PR #142, opened 2026-07-20
fix(mcp): surface upstream 4xx error bodies (403/401/404/…) to the model

25eliu:
## Problem

Client-error (4xx) responses from the Tako backend carry actionable detail the model should relay to the user, but the MCP boundary was dropping most of it. The model saw only opaque messages like `Django returned 403 for POST /api/v1/contents/`.

This started from a specific report — a `403` on a **protected source** surfaced without Tako's real message (`Data export is not available for this card (protected source).`) — but a review of the whole error path found the same class of gap across **401, 403, and 404**.

## What was being dropped (before)

| Status | `_meta.body` | model-visible text | Notes |
|--------|:---:|:---:|-------|
| 400 | ✅ | ✅ (raw JSON) | only status spliced into text |
| 401 | ❌ | ❌ | body was **never even read** in `django.ts` |
| 403 | ✅ | ❌ | reason stranded in `_meta` (most clients don't surface it) |
| 404 | ❌ | ❌ | `django.ts` read the body, `djangoErrorToToolResult` **dropped** it |
| 5xx | ✅ | ❌ | correct — server errors stay body-free |

## Changes

1. **`django.ts`** — `DjangoUnauthorizedError` now captures the 401 response body (like the 400/404/catch-all subtypes already do).
2. **`mcp.ts` `djangoErrorToToolResult`**:
   - Surface the captured body on `_meta["tako/error"].body` for **every** body-bearing subtype (400/401/404/catch-all), via a single `errorResponseBody()` helper.
   - Splice the body into the model-visible text for **all 4xx** client errors (400/401/403/404/409/429/…), replacing the previous 400-only + 4xx-`HttpError` special-case.
   - `extractErrorDetail()` lifts the message out of DRF JSON envelopes (`{"detail":"…"}`, `{"error":"…"}`, `{"detail":["…"]}`) so the model sees clean text, not raw JSON. Falls back to the raw body for unrecognised shapes (field-keyed 400 validation maps, non-JSON text, truncated bodies).
   - **5xx server errors and transport errors (timeout) stay body-free** — no actionable detail, and 5xx bodies are often noisy HTML error pages.

The full raw envelope always stays on `_meta`. `err.message` remains body-free by construction (log-injection guard in `django.ts`) — the splice happens only at the MCP boundary. Graph tools already map Django errors to actionable messages via `graphErrorMessage()` and are unaffected.

The model now sees, e.g.:

> `Django returned 403 for POST /api/v1/contents/: Data export is not available for this card (protected source).`

## Test plan

- [x] `npm test` — full suite green (**273 passing**), incl. 17 mcp error-mapping tests
- [x] `tsc --noEmit` clean
- [x] Regression tests: protected-source 403, 401 auth-failure body, 404 not-found body — each splices the lifted `detail` into text and keeps the raw envelope on `_meta`
- [x] No-body 401/404 stay body-free with no noisy `body: ""` in `_meta`
- [x] Non-JSON 4xx body (429) falls back to raw body
- [x] `extractErrorDetail` unit tests: `detail` / `error` / nested list / field-keyed 400 map / non-JSON / truncated body
- [x] `django.ts`: 401 now captures the body
- [x] Existing 400-validation and 5xx body-free behaviour preserved

### DIFF
--- a/workers/src/mcp.ts
+++ b/workers/src/mcp.ts
@@ -734,25 +734,32 @@ function registerTool(
  */
 /**
  * Lift a human-readable message out of an upstream error body for the
- * model-visible text channel. Django/DRF errors arrive as JSON envelopes —
- * `{"detail": "…"}` (APIException), `{"error": "…"}` (custom handlers), or
- * `{"detail": ["…"]}` — and the raw JSON reads poorly to the model. When the
- * shape is recognisable we return just the message; otherwise (unrecognised
- * keys like a field-keyed 400 validation map, non-JSON text, or a body
- * `safeReadText` truncated so `JSON.parse` fails) we fall back to the raw body.
+ * model-visible text channel, or `undefined` when the body is NOT a
+ * recognisable structured envelope.
  *
- * Best-effort only: the full raw body always stays on
+ * Django/DRF errors arrive as JSON envelopes — `{"detail": "…"}`
+ * (APIException), `{"error": "…"}` / `{"message": "…"}` (custom handlers),
+ * `{"detail": ["…"]}` (nested list), or a field-keyed validation map
+ * `{"field": ["…"], …}`. We lift the message out of those.
+ *
+ * Anything else returns `undefined` so the caller keeps it OUT of the text
+ * channel: non-JSON bodies (e.g. a Cloudflare/edge HTML challenge or block
+ * page on a 4xx, or a body `safeReadText` truncated so `JSON.parse` fails)
+ * and JSON objects with no recognisable message (e.g. a bare discriminator
+ * like `{"error_type": "RELEVANT_RESULTS_NOT_FOUND"}`) would otherwise flood
+ * the model with raw HTML/JSON. The full raw body always stays on
  * `_meta["tako/error"].body` for clients that want the untouched envelope.
  */
-export function extractErrorDetail(body: string): string {
+export function extractErrorDetail(body: string): string | undefined {
   let parsed: unknown;
   try {
     parsed = JSON.parse(body);
   } catch {
-    return body;
+    // Not JSON — an HTML edge page or truncated body. Don't surface it.
+    return undefined;
   }
-  if (typeof parsed === "string" && parsed !== "") return parsed;
-  if (parsed === null || typeof parsed !== "object") return body;
+  if (typeof parsed === "string") return parsed !== "" ? parsed : undefined;
+  if (parsed === null || typeof parsed !== "object") return undefined;
   const obj = parsed as Record<string, unknown>;
   for (const key of ["detail", "error", "message"]) {
     const value = obj[key];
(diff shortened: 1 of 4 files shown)


workers/src/mcp.ts
```diff
@@ -744,22 +777,34 @@ export function djangoErrorToToolResult(err: DjangoError): {
...
+  // Keeping it in `_meta` alone isn't enough — not every MCP client surfaces
+  // structured detail to the model.
+  //
+  // SERVER errors (5xx) and transport errors (timeout — no status) stay
+  // body-free: no LLM-actionable detail, and 5xx bodies are often noisy HTML
+  // error pages that would flood the text channel. `extractErrorDetail` lifts
+  // the message out of DRF JSON envelopes; `err.message` stays body-free by
+  // construction (log-injection guard in `django.ts`), so the splice happens
+  // only here at the MCP boundary.
+  const is4xx =
```
robertabbott, line 833: The splice is gated on status class (`is4xx`) alone. The 5xx exclusion is justified as avoiding "noisy HTML error pages" — but since we now call `tako.com` through Cloudflare, an edge-level 403 (WAF block) or 429 (rate-limit) returns an HTML challenge/block page too, and those are 4xx, so they'd get spliced raw into the model-visible text (`extractErrorDetail` fails `JSON.parse` on HTML → returns the raw body, up to the 8 KiB cap). That's the same "noisy HTML floods the text channel" failure mode the 5xx exclusion guards against, just on 4xx. Is the cap considered sufficient here, or is it worth gating the splice on a recognised/JSON-ish body (the `extractErrorDetail`-found-an-envelope case) so only DRF-shaped detail reaches the model?

workers/src/mcp.ts
```diff
@@ -732,6 +732,39 @@ function registerTool(
...
+  let parsed: unknown;
+  try {
+    parsed = JSON.parse(body);
+  } catch {
+    return body;
+  }
+  if (typeof parsed === "string" && parsed !== "") return parsed;
+  if (parsed === null || typeof parsed !== "object") return body;
+  const obj = parsed as Record<string, unknown>;
+  for (const key of ["detail", "error", "message"]) {
```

□ □ □ □ □ □ □

__Assignment__
For this exercise, retype the complete listing exactly.

__Result for this exercise__
PR #142, opened 2026-07-20
fix(mcp): surface upstream 4xx error bodies (403/401/404/…) to the model

25eliu:
## Problem

Client-error (4xx) responses from the Tako backend carry actionable detail the model should relay to the user, but the MCP boundary was dropping most of it. The model saw only opaque messages like `Django returned 403 for POST /api/v1/contents/`.

This started from a specific report — a `403` on a **protected source** surfaced without Tako's real message (`Data export is not available for this card (protected source).`) — but a review of the whole error path found the same class of gap across **401, 403, and 404**.

## What was being dropped (before)

| Status | `_meta.body` | model-visible text | Notes |
|--------|:---:|:---:|-------|
| 400 | ✅ | ✅ (raw JSON) | only status spliced into text |
| 401 | ❌ | ❌ | body was **never even read** in `django.ts` |
| 403 | ✅ | ❌ | reason stranded in `_meta` (most clients don't surface it) |
| 404 | ❌ | ❌ | `django.ts` read the body, `djangoErrorToToolResult` **dropped** it |
| 5xx | ✅ | ❌ | correct — server errors stay body-free |

## Changes

1. **`django.ts`** — `DjangoUnauthorizedError` now captures the 401 response body (like the 400/404/catch-all subtypes already do).
2. **`mcp.ts` `djangoErrorToToolResult`**:
   - Surface the captured body on `_meta["tako/error"].body` for **every** body-bearing subtype (400/401/404/catch-all), via a single `errorResponseBody()` helper.
   - Splice the body into the model-visible text for **all 4xx** client errors (400/401/403/404/409/429/…), replacing the previous 400-only + 4xx-`HttpError` special-case.
   - `extractErrorDetail()` lifts the message out of DRF JSON envelopes (`{"detail":"…"}`, `{"error":"…"}`, `{"detail":["…"]}`) so the model sees clean text, not raw JSON. Falls back to the raw body for unrecognised shapes (field-keyed 400 validation maps, non-JSON text, truncated bodies).
   - **5xx server errors and transport errors (timeout) stay body-free** — no actionable detail, and 5xx bodies are often noisy HTML error pages.

The full raw envelope always stays on `_meta`. `err.message` remains body-free by construction (log-injection guard in `django.ts`) — the splice happens only at the MCP boundary. Graph tools already map Django errors to actionable messages via `graphErrorMessage()` and are unaffected.

The model now sees, e.g.:

> `Django returned 403 for POST /api/v1/contents/: Data export is not available for this card (protected source).`

## Test plan

- [x] `npm test` — full suite green (**273 passing**), incl. 17 mcp error-mapping tests
- [x] `tsc --noEmit` clean
- [x] Regression tests: protected-source 403, 401 auth-failure body, 404 not-found body — each splices the lifted `detail` into text and keeps the raw envelope on `_meta`
- [x] No-body 401/404 stay body-free with no noisy `body: ""` in `_meta`
- [x] Non-JSON 4xx body (429) falls back to raw body
- [x] `extractErrorDetail` unit tests: `detail` / `error` / nested list / field-keyed 400 map / non-JSON / truncated body
- [x] `django.ts`: 401 now captures the body
- [x] Existing 400-validation and 5xx body-free behaviour preserved

### DIFF
--- a/workers/src/mcp.ts
+++ b/workers/src/mcp.ts
@@ -734,25 +734,32 @@ function registerTool(
  */
 /**
  * Lift a human-readable message out of an upstream error body for the
- * model-visible text channel. Django/DRF errors arrive as JSON envelopes —
- * `{"detail": "…"}` (APIException), `{"error": "…"}` (custom handlers), or
- * `{"detail": ["…"]}` — and the raw JSON reads poorly to the model. When the
- * shape is recognisable we return just the message; otherwise (unrecognised
- * keys like a field-keyed 400 validation map, non-JSON text, or a body
- * `safeReadText` truncated so `JSON.parse` fails) we fall back to the raw body.
+ * model-visible text channel, or `undefined` when the body is NOT a
+ * recognisable structured envelope.
  *
- * Best-effort only: the full raw body always stays on
+ * Django/DRF errors arrive as JSON envelopes — `{"detail": "…"}`
+ * (APIException), `{"error": "…"}` / `{"message": "…"}` (custom handlers),
+ * `{"detail": ["…"]}` (nested list), or a field-keyed validation map
+ * `{"field": ["…"], …}`. We lift the message out of those.
+ *
+ * Anything else returns `undefined` so the caller keeps it OUT of the text
+ * channel: non-JSON bodies (e.g. a Cloudflare/edge HTML challenge or block
+ * page on a 4xx, or a body `safeReadText` truncated so `JSON.parse` fails)
+ * and JSON objects with no recognisable message (e.g. a bare discriminator
+ * like `{"error_type": "RELEVANT_RESULTS_NOT_FOUND"}`) would otherwise flood
+ * the model with raw HTML/JSON. The full raw body always stays on
  * `_meta["tako/error"].body` for clients that want the untouched envelope.
  */
-export function extractErrorDetail(body: string): string {
+export function extractErrorDetail(body: string): string | undefined {
   let parsed: unknown;
   try {
     parsed = JSON.parse(body);
   } catch {
-    return body;
+    // Not JSON — an HTML edge page or truncated body. Don't surface it.
+    return undefined;
   }
-  if (typeof parsed === "string" && parsed !== "") return parsed;
-  if (parsed === null || typeof parsed !== "object") return body;
+  if (typeof parsed === "string") return parsed !== "" ? parsed : undefined;
+  if (parsed === null || typeof parsed !== "object") return undefined;
   const obj = parsed as Record<string, unknown>;
   for (const key of ["detail", "error", "message"]) {
     const value = obj[key];
(diff shortened: 1 of 4 files shown)


workers/src/mcp.ts
```diff
@@ -744,22 +777,34 @@ export function djangoErrorToToolResult(err: DjangoError): {
...
+  // Keeping it in `_meta` alone isn't enough — not every MCP client surfaces
+  // structured detail to the model.
+  //
+  // SERVER errors (5xx) and transport errors (timeout — no status) stay
+  // body-free: no LLM-actionable detail, and 5xx bodies are often noisy HTML
+  // error pages that would flood the text channel. `extractErrorDetail` lifts
+  // the message out of DRF JSON envelopes; `err.message` stays body-free by
+  // construction (log-injection guard in `django.ts`), so the splice happens
+  // only here at the MCP boundary.
+  const is4xx =
```
robertabbott, line 833: The splice is gated on status class (`is4xx`) alone. The 5xx exclusion is justified as avoiding "noisy HTML error pages" — but since we now call `tako.com` through Cloudflare, an edge-level 403 (WAF block) or 429 (rate-limit) returns an HTML challenge/block page too, and those are 4xx, so they'd get spliced raw into the model-visible text (`extractErrorDetail` fails `JSON.parse` on HTML → returns the raw body, up to the 8 KiB cap). That's the same "noisy HTML floods the text channel" failure mode the 5xx exclusion guards against, just on 4xx. Is the cap considered sufficient here, or is it worth gating the splice on a recognised/JSON-ish body (the `extractErrorDetail`-found-an-envelope case) so only DRF-shaped detail reaches the model?

workers/src/mcp.ts
```diff
@@ -732,6 +732,39 @@ function registerTool(
...
+  let parsed: unknown;
+  try {
+    parsed = JSON.parse(body);
+  } catch {
+    return body;
+  }
+  if (typeof parsed === "string" && parsed !== "") return parsed;
+  if (parsed === null || typeof parsed !== "object") return body;
+  const obj = parsed as Record<string, unknown>;
+  for (const key of ["detail", "error", "message"]) {
```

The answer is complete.